È un tema che emerge spesso in rapporto al Terzo Settore.
Il non profit, molto spesso, si fa legittimare dalla sua stessa legittimazione d'intenti. La valutazione di efficacia chiama in causa quali competenze mettiamo in campo per destinare al meglio le risorse raccolte. Molto spesso, però, il donatore non esercita una funzione vera di controllo. Anche il donatore, mosso da un istinto emotivo e molto generoso, si fa bastare quest'anno. A fronte di molta gente che non dona, perché è sospettosa o peggio, c'è molta altra gente che dona ma poi si disinteressa di quanto ha donato.

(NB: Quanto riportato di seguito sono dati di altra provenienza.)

Issue #246, opened 2017-06-29
Control public project creation via a flag when using the API.


0livd:
Even when disabled, public project creation is still possible via the API.

almet:
It's just a matter of adding a conditional check in the correct `ProjectHandler` that lives at https://github.com/spiral-project/ihatemoney/blob/master/ihatemoney/api.py#L32

Flagging as a good issue to get started.

JoseAntonioTorre:
I would be interested in working on this issue.
What do you mean @almet with checking a ProjectHandler?

almet:
@JoseAntonioTorre the correct link is now https://github.com/spiral-project/ihatemoney/blob/master/ihatemoney/api.py#L77

You just need to add a conditional here. The flag is `ALLOW_PUBLIC_PROJECT_CREATION`, and you can access its state with `current_app.config.get(flag)`.

PR #496, opened 2019-10-18
Fixed public project creation flag in API creation #246

JoseAntonioTorre:
Solved #246 via config check.

### DIFF
--- a/ihatemoney/tests/tests.py
+++ b/ihatemoney/tests/tests.py
@@ -298,7 +298,7 @@ class BudgetTestCase(IhatemoneyTestCase):
             # session is not updated
             self.assertNotIn("raclette", session)
 
-            # project is created
+            # project is not created
             self.assertEqual(len(models.Project.query.all()), 0)
 
     def test_project_creation_with_public_permissions(self):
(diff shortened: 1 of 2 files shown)


almet:
That seems good to me. Can you add a test for this?

JoseAntonioTorre:
> That seems good to me. Can you add a test for this?

Yes, I will try it!

JoseAntonioTorre:
Ready!

ihatemoney/tests/tests.py
```diff
@@ -281,6 +281,46 @@ def test_project_creation(self):
...
+                    "id": "raclette",
+                    "password": "party",
+                    "contact_email": "raclette@notmyidea.org",
+                },
+            )
+
+            # session is not updated
+            self.assertNotIn("raclette", session)
+
+            # project is created
```
almet: I believe the comment should state « not created ».

JoseAntonioTorre: uops, you are right!, I change it and upload the commit.

JoseAntonioTorre: ready

almet:
Thanks!

PR #499, opened 2019-10-18
Change the color of the add a member button.

almet:


almet:
Before
before

After
after

almet:
@eMerzh any input on this? I believe you changed this at some point?

eMerzh:
go for it 👍 
that was not really intentional :)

Questo apre un'altra questione: serve, anche per il Terzo Settore, un'organizzazione strutturata…
Torniamo al caso delle raccolte fondi: non basta aprire un numero verde per essere abilitati a usare correttamente i soldi raccolti. Per farlo, bisogna avere delle strutture e dei sistemi che valutano i bisogni, le capacità di spendere e attuino tutti quei processi – come la destinazione dei fondi e la gestione del portafoglio progetti finanziati – che sono la parte più difficile. In Telethon la parte più difficile viene dopo la raccolta fondi, quando i soldi dobbiamo destinare e quando i progetti di ricerca che possono diventare farmaci li dobbiamo fare diventare farmaci.